**ASSIGNED TASK:** In the listing that follows, count the lines holding the word "source" and report only that number.

**TASK INPUTS:**

= Beginning of Section =

Issue #51788, opened 2026-07-24
[Bug]: Rollback from 3.0 to latest 2.6 leaves collections unserviceable due to index store path version incompatibility


yanliang567:
# [Bug]: Rollback from 3.0 to latest 2.6 leaves collections unserviceable due to index store path version incompatibility

## Environment

- **Milvus Version**:
  - Base: `harbor.milvus.io/milvusdb/milvus:v2.6.18`
  - Target: `harbor.milvus.io/manta/milvus:3.0-20260723-bd384f0`
  - Rollback: `harbor.milvus.io/milvusdb/milvus:2.6-20260723-d73c8e53`
- **Deployment Mode**:
  - standalone + Rocksmq
  - cluster + Pulsar
- **SDK**: PyMilvus from the QA workflow runner
- **Environment**: 4am QA Kubernetes
- **Workflows**:
  - standalone: `milvus-standalone-2-6-upgrade-rollback-frw2l`
  - cluster+Pulsar: `c26rb-pr10-837343`
- **Scenario**: `2.6.18 -> 3.0 latest -> latest 2.6 rollback`

### Option B: Steps

1. Deploy Milvus `v2.6.18`.
2. Create rollback-safe 2.6 collections and insert baseline data.
   - 3 collections
   - 5000 rows per collection
   - scalar/vector index coverage includes:
     - `STL_SORT`
     - `HNSW`
     - `BITMAP`
     - `INVERTED`
     - `AUTOINDEX`
     - `NGRAM`
     - `TRIE`
     - `DISKANN`
     - `BIN_IVF_FLAT`
     - `IVF_RABITQ`
     - `SPARSE_INVERTED_INDEX`
3. Validate baseline query/search/count/DML on 2.6.
4. Upgrade the same deployment to `harbor.milvus.io/manta/milvus:3.0-20260723-bd384f0`.
5. Keep rollback-unsafe storage features disabled:
   - `common.storage.useLoonFFI=false`
   - `dataNode.storage.format` is not set to `vortex`
   - `common.storage.jsonShreddingEnabled=false`
6. In the 3.0 phase, run post-upgrade validations:
   - index compatibility validation
   - DML/DQL against existing collections
   - create new collections and query/search them
   - rebuild/load selected vector and scalar indexes
7. Roll back Milvus to `harbor.milvus.io/milvusdb/milvus:2.6-20260723-d73c8e53`.
8. Wait for rollback serviceability and query baseline checkpoint collections.

[...]

PR #51802, opened 2026-07-24
fix: gate collection-rooted index layout behind an explicit opt-in

bigsheeper:
## Summary

The collection-rooted index layout (`index_v1`) turns on as soon as every QueryNode reports the current version. That gate only models a rolling upgrade — it has no notion of a rollback — so a `2.6 -> 3.0` upgrade starts writing index files that a 2.6 binary cannot address. After rolling back to 2.6, DataCoord rebuilds every index path under the legacy `index_files/` prefix, sealed segment load fails on the missing objects (`Path does not exist` / `GetObjectSize 404`), and collections never become query-serviceable again (`channel distribution is not serviceable`).

This PR makes the layout an explicit opt-in so an upgrade never silently produces artifacts an older binary cannot read.

## Changes

- New config `dataCoord.index.storePathVersion` (default `0` = legacy build-rooted; `1` = collection-rooted), `refreshable`, `Export: true` with docs. Only `0` and `1` are accepted; any other value — including a malformed string, which the paramtable getters silently coerce to `0` — falls back to layout 0 and logs a rated warning.
- `GetClusterMinIndexStorePathVersion` returns `BUILD_ROOTED` unless the config opts in. The existing QueryNode session-version gate stays as an **additional** condition (AND), so enabling it during a `2.6 -> 3.0` upgrade keeps building layout 0 until every QueryNode is upgraded. That gate compares the version each QueryNode publishes in its session, which is the compile-time `common.Version` constant, so it separates release lines (2.6.x vs 3.0.x) but does not differentiate binaries within the same release line — the config doc and code comment say so explicitly.
- Regenerated `configs/milvus.yaml`.

Falling back to layout 0 is safe in both directions because the layout is recorded per `SegmentIndex`: existing records keep being read and GC'd under the layout they were built with, so the switch can be flipped at runtime.

## Behavior change

A brand-new 3.0 cluster previously enabled the collection-rooted layout automatically: every QueryNode reports the current version, so the old gate returned `COLLECTION_ROOTED`. With `dataCoord.index.storePathVersion` defaulting to `0`, a fresh 3.0 deployment now builds indexes under the legacy `index_files/` layout until the config is explicitly set to `1`.

## Scope / follow-up

This governs newly built segment indexes only. Copy-segment / import-copy and snapshot restore intentionally preserve the layout recorded on the source, so a cluster with the switch off can still receive layout 1 files by copying from a cluster that had it on. Not addressed here.

Read-side rollback compatibility on the 2.6 line (letting 2.6 resolve `index_v1` paths) is a separate change and is tracked in the issue.

Making the QueryNode half of the gate meaningful *within* a release line would need a per-binary path-capability field in the session payload, rather than the release-line version constant it compares today. Also a follow-up, not this PR.

## Test Plan

- [x] Unit: config gate returns `BUILD_ROOTED` when the config is `0` (even with an all-current cluster) and when the config is `1` but any QueryNode session is older; refreshable flip; malformed value falls back to legacy.
- [x] Unit: unsupported values (`2`, `-1`, non-numeric) fall back to layout 0 instead of being read as an opt-in.
- [x] `go test -tags dynamic,test -gcflags="all=-N -l" ./internal/datacoord/` full package green.
- [ ] QA: `2.6.x -> 3.0 -> 2.6.x` rollback case asserting baseline collections become query/search serviceable (follow-up in QA workflows).

issue: #51788

### DIFF
--- a/configs/milvus.yaml
+++ b/configs/milvus.yaml
@@ -801,6 +801,10 @@ dataCoord:
   syncSegmentsInterval: 300 # The time interval for regularly syncing segments
   index:
     memSizeEstimateMultiplier: 2 # When the memory size is not setup by index procedure, multiplier to estimate the memory size of index data
+    # Object storage layout for newly built segment index files. 0: index_files/{buildID}/{indexVersion}/{partitionID}/{segmentID}, 1: index_v1/{collectionID}/{partitionID}/{segmentID}/{buildID}/{indexVersion}.
+    # Layout 1 cannot be read by 2.6, so enabling it commits the upgrade and gives up the ability to roll back to 2.6. Existing index files keep the layout they were built with, so this switch only affects index files built from now on.
+    # Layout 1 is additionally gated on every QueryNode having been upgraded, so setting this to 1 in a mixed-version cluster still builds layout 0 until the upgrade finishes.
+    storePathVersion: 0
   enableGarbageCollection: true # Switch value to control if to enable garbage collection to clear the discarded data in MinIO or S3 service.
   gc:
     interval: 3600 # The interval at which data coord performs garbage collection, unit: second.
--- a/configs/milvus.yaml
+++ b/configs/milvus.yaml
@@ -801,9 +801,9 @@ dataCoord:
   syncSegmentsInterval: 300 # The time interval for regularly syncing segments
   index:
     memSizeEstimateMultiplier: 2 # When the memory size is not setup by index procedure, multiplier to estimate the memory size of index data
-    # Object storage layout for newly built segment index files. 0: index_files/{buildID}/{indexVersion}/{partitionID}/{segmentID}, 1: index_v1/{collectionID}/{partitionID}/{segmentID}/{buildID}/{indexVersion}.
+    # Object storage layout for newly built segment index files. 0: index_files/{buildID}/{indexVersion}/{partitionID}/{segmentID}, 1: index_v1/{collectionID}/{partitionID}/{segmentID}/{buildID}/{indexVersion}. Any other value falls back to 0.
     # Layout 1 cannot be read by 2.6, so enabling it commits the upgrade and gives up the ability to roll back to 2.6. Existing index files keep the layout they were built with, so this switch only affects index files built from now on.
-    # Layout 1 is additionally gated on every QueryNode having been upgraded, so setting this to 1 in a mixed-version cluster still builds layout 0 until the upgrade finishes.
+    # Layout 1 is additionally gated on no QueryNode still reporting an older release line, so setting this to 1 during a 2.6 -> 3.0 upgrade still builds layout 0 until every QueryNode is upgraded. That check reads the version each QueryNode publishes in its session, which is a per-release-line constant, so it separates 2.6.x from 3.0.x but does not differentiate binaries within the same release line.
     storePathVersion: 0
   enableGarbageCollection: true # Switch value to control if to enable garbage collection to clear the discarded data in MinIO or S3 service.
   gc:
--- a/internal/datacoord/index_engine_version_manager.go
+++ b/internal/datacoord/index_engine_version_manager.go
@@ -13,6 +13,7 @@ import (
 	"github.com/milvus-io/milvus/pkg/v3/mlog"
 	"github.com/milvus-io/milvus/pkg/v3/proto/indexpb"
 	"github.com/milvus-io/milvus/pkg/v3/util/lock"
+	"github.com/milvus-io/milvus/pkg/v3/util/metautil"
 )
 
 // IndexEngineVersionManager manages the index engine versions reported by all QueryNodes in the cluster.
@@ -125,7 +126,22 @@ func (m *versionManagerImpl) Update(session *sessionutil.Session) {
 	m.addOrUpdate(session)
 }
 
+// GetClusterMinIndexStorePathVersion returns the index file layout to use for new index builds.
+//
+// COLLECTION_ROOTED requires BOTH:
+//   - the operator to opt in via dataCoord.index.storePathVersion, because a binary older than
+//     this one cannot read that layout and the opt-in is what gives up rollback compatibility;
+//   - every QueryNode to already run this version, because QueryNodes rebuild the remote index
+//     prefix themselves (storage/FileManager.h GetRemoteIndexObjectPrefix), so an older one
+//     would look for the files under the legacy layout.
+//
+// Falling back to BUILD_ROOTED is always safe: the layout is recorded per SegmentIndex, so
+// records built earlier keep being read and GC'd under the layout they were built with.
 func (m *versionManagerImpl) GetClusterMinIndexStorePathVersion() indexpb.IndexStorePathVersion {
+	if !metautil.IsCollectionRooted(indexpb.IndexStorePathVersion(Params.DataCoordCfg.IndexStorePathVersion.GetAsInt32())) {
+		return indexpb.IndexStorePathVersion_INDEX_STORE_PATH_VERSION_BUILD_ROOTED
+	}
+
 	m.mu.Lock()
 	defer m.mu.Unlock()
 
--- a/internal/datacoord/index_engine_version_manager.go
+++ b/internal/datacoord/index_engine_version_manager.go
@@ -3,6 +3,8 @@ package datacoord
 import (
 	"context"
 	"math"
+	"strconv"
+	"strings"
 
 	"github.com/blang/semver/v4"
 	"github.com/samber/lo"
@@ -13,7 +15,6 @@ import (
 	"github.com/milvus-io/milvus/pkg/v3/mlog"
 	"github.com/milvus-io/milvus/pkg/v3/proto/indexpb"
 	"github.com/milvus-io/milvus/pkg/v3/util/lock"
-	"github.com/milvus-io/milvus/pkg/v3/util/metautil"
 )
 
 // IndexEngineVersionManager manages the index engine versions reported by all QueryNodes in the cluster.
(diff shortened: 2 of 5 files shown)


bigsheeper:
Reviewer: yihao (Codex)

I reviewed this PR and did not find a blocking correctness issue.

Checked:
- New `SegmentIndex.IndexStorePathVersion` assignment in DataCoord is gated by `GetClusterMinIndexStorePathVersion()`, so default config `0` keeps new index builds on the legacy `index_files` layout.
- DataNode index build, load, and GC continue to use persisted `IndexStorePathVersion` metadata instead of re-reading current config, so existing indexes should keep their original layout.
- copy/import/restore-style paths preserve source index metadata; I did not find a bypass that creates new collection-rooted paths while the gate is disabled.

Non-blocking suggestion:
- Consider adding a test or comment for `storePathVersion=2`. `metautil.IsCollectionRooted()` treats `>= 1` as collection-rooted, while the operator-facing config/docs describe `0/1`; this is probably intentional forward compatibility, but the config semantics are slightly implicit.

Verification note:
- GitHub CI had `ci-v2/build-ut-cov` and `ci-v2/go-sdk` passing when reviewed; `e2e-default` was still pending.
- I could not run the local targeted DataCoord test because this machine is missing `milvus_core.pc` / `PKG_CONFIG_PATH` setup.

czs007:
Adversarial review surfaced two low-severity, non-blocking items — one defensive-hardening suggestion around the config gate and one release-note gap for a default behavior change — neither of which should hold up the merge.

## Low

**`internal/datacoord/index_engine_version_manager.go:141` — config gate uses a `>=` comparison instead of normalizing to `{0, 1}`**

The gate calls `metautil.IsCollectionRooted(...)`, which is implemented as `pathVersion >= COLLECTION_ROOTED` (`pkg/util/metautil/segment_index.go:38-40`), so a misconfigured `storePathVersion: 2` also passes. Practical impact is limited: `GetClusterMinIndexStorePathVersion` only ever returns the two enum constants (lines 142-158), the raw config integer is never persisted (the sole write site is `internal/datacoord/index_inspector.go:266`, which stores the function's return value), and the C++ side (`internal/core/src/storage/FileManager.h:307-310`) likewise only ever sees `0` or `1` from `SegmentIndex`. So `2` behaves identically to `1` rather than selecting an undefined layout, and opting out of rollback capability with a non-zero value is the intended semantic — the real exposure is an operator typo (meaning `0`, typing `2`). Note there was a rating disagreement here: one reviewer scored this medium, another considered it low / optional hardening that should not block the merge.

*Suggestion:* switch the gate to an exact `config == COLLECTION_ROOTED` check for defensive normalization, leaving room for a future layout `2`, and log a warning on unsupported values. This also helps with observability of bad input: `GetAsInt32()` silently coerces non-numeric values to `0` (`pkg/util/paramtable/param_item.go:224-232`), and the current tests only assert the fallback result without any visible signal.

*(raised by chyezh, tinswzy)*

**`internal/datacoord/index_engine_version_manager.go:141` — behavior change needs a release note: brand-new 3.0 clusters now default to the legacy layout**

Before this change, `GetClusterMinIndexStorePathVersion` considered only QueryNode session versions, so a fresh 3.0 deployment (where every QN version equals `common.Version`) returned `COLLECTION_ROOTED` and automatically enabled the `index_v1/` layout. With the new early return, the condition becomes "config opt-in AND all QNs upgraded", and `dataCoord.index.storePathVersion` defaults to `"0"` (`pkg/util/paramtable/component_param.go:5985-5993`, `configs/milvus.yaml:804`). A brand-new 3.0 cluster therefore uses the legacy `index_files/` layout until the config is explicitly enabled — the PR's own test (`Test_..._IndexStorePathVersionConfigGate`) asserts exactly this default.

*Suggestion:* add a release note documenting the change so users do not assume new clusters are already on the collection-rooted layout by default.

*(raised by tinswzy)*

czs007:
## Adversarial Review Summary

One low-severity documentation issue was confirmed: the new config documentation overstates the granularity of the QueryNode gating for index storage path layout 1.

### Low

**`pkg/util/paramtable/component_param.go:5991`** (also mirrored in `configs/milvus.yaml:803`)

**Problem:** The doc string states that *"Layout 1 is additionally gated on every QueryNode having been upgraded, so setting this to 1 in a mixed-version cluster still builds layout 0 until the upgrade finishes."* The actual gate is `version.LT(common.Version)` in `internal/datacoord/index_engine_version_manager.go:152`, which compares the version each QueryNode reports in its session (`internal/util/sessionutil/session_util.go:289` sends `common.Version` verbatim). That value is a compile-time constant in `pkg/common/version.go:9` — `3.0.0-beta` on master, `2.6.21` on the 2.6 line. So the gate can only distinguish *release lines*: a 2.6 QueryNode does compare as older than `3.0.0-beta`, which makes the 2.6 → 3.0 mixed-upgrade scenario this PR targets work correctly, but every 3.0-line binary reports the identical literal `3.0.0-beta`, making `LT` always false. Within the 3.0 line the gate is effectively blind and cannot distinguish two 3.0 binaries with different index-layout read capabilities. An operator can easily read "every QueryNode having been upgraded" as per-binary capability detection. The same wording appears in the new comment at `index_engine_version_manager.go:131-136`.

**Suggestion:** Reword to something like *"...still builds layout 0 until no QueryNode reports an older release-line version (2.6.x)"*, and state explicitly that the check does not differentiate between binaries within the same release line. Update the mirrored text in `configs/milvus.yaml:803` and the code comment at `index_engine_version_manager.go:131-136` to match. Longer term, a per-binary path-capability field in the session payload would make this gate meaningful within a release line — a follow-up, not a blocker for this PR.

*(raised by tinswzy, chyezh)*

bigsheeper:
Thanks — both items verified against the current branch and picked up in `d994ace`.

**1. `>=` comparison.** Confirmed: `IsCollectionRooted` is `pathVersion >= COLLECTION_ROOTED` (`pkg/util/metautil/segment_index.go:38-40`), so `storePathVersion: 2` did pass the gate. Your impact analysis also holds — `GetClusterMinIndexStorePathVersion` only ever returns the two enum constants, the sole write site of its result is `internal/datacoord/index_inspector.go:266`, and `FileManager.h` never sees anything but 0/1 from `SegmentIndex` — so `2` behaved exactly like `1` rather than selecting an undefined layout.

Fixed anyway as defensive normalization: the gate no longer goes through `IsCollectionRooted`; it parses the raw config value and accepts only `{0, 1}`. Everything else — including a malformed string, which `GetAsInt32` silently coerces to `0` with no signal today — falls back to the legacy layout and logs a rated warning, so an operator typo is visible instead of being read as an opt-in. Unit coverage added for `2` and `-1`. Behavior for the two supported values is unchanged.

**2. Release note.** Correct — with the config defaulting to `0`, a brand-new 3.0 cluster now uses the legacy `index_files/` layout until the operator opts in, where before it auto-enabled `index_v1/`. This repo has no release-note block in the PR flow, so I've called it out explicitly under a new **Behavior change** section in the PR description, and it is captured on issue #51788.

bigsheeper:
Confirmed and fixed in `d994ace`.

Verified the mechanism end to end: the gate is `version.LT(common.Version)` (`internal/datacoord/index_engine_version_manager.go`) against the version each QueryNode publishes in its session (`internal/util/sessionutil/session_util.go:289`), and that value is the compile-time constant in `pkg/common/version.go:9` — `3.0.0-beta` on master. So the check separates release lines (a 2.6 QueryNode does compare older, which is what makes the `2.6 -> 3.0` case this PR targets work) but is blind within the 3.0 line, where every binary reports the identical literal.

Reworded all three places to say exactly that — the config doc in `pkg/util/paramtable/component_param.go`, the mirrored text in `configs/milvus.yaml`, and the comment above `GetClusterMinIndexStorePathVersion`: layout 1 waits until no QueryNode still reports an older release line, and the check does not differentiate binaries within the same release line.

Agreed that a per-binary path-capability field in the session payload is the real fix for intra-release-line gating; recorded it as a follow-up in the PR description rather than doing it here.

czs007:

Verified:

- `internal/datacoord/index_engine_version_manager.go:37` — the config is read as a raw string and parsed with an explicit `strconv.ParseInt` rather than a coercing getter, so malformed, negative, and unsupported-but-parseable values (`"2"`, `"-1"`) warn and fall back to `BUILD_ROOTED` instead of being silently indistinguishable from `"0"`.
- `internal/datacoord/index_engine_version_manager.go:66` — the config check returns `BUILD_ROOTED` before `m.mu` is acquired and then falls through to the existing session-version check, so the two independent conditions are ANDed without introducing a lock-ordering or atomicity concern.
- `internal/datacoord/index_engine_version_manager.go:168` — every read of `sessionVersion` stays under the same mutex used by the startup/add/remove/update paths, so the new gate adds no unsynchronized state.
- `internal/datacoord/index_inspector.go:266`, `internal/datacoord/task_index.go:500` — the selected layout is stamped onto the new `SegmentIndex` at `AddSegmentIndex` and the persisted per-segment value is propagated into `CreateJobRequest`, so the gate governs the actual build path and a default-config `2.6 → 3.0` upgrade writes build-rooted files.
- `internal/datacoord/handler.go:878`, `internal/datacoord/garbage_collector.go:1510` — index loading and GC both derive paths from each persisted `SegmentIndex.IndexStorePathVersion`, so flipping the refreshable config from `1` back to `0` affects only new builds and never reinterprets already-built indexes.
- `internal/datacoord/index_engine_version_manager_test.go:65`, `internal/datacoord/index_engine_version_manager_test.go:103` — coverage exercises both halves of the gate (default, opt-in, flip-back, malformed/out-of-range/negative fallbacks, plus empty and mixed-version clusters), and the tests run sequentially with `defer Reset`, so the default-value assertion is not order-fragile.

czs007 (approved):
/lgtm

= End of Section =

**FINISHED EXERCISE:** 2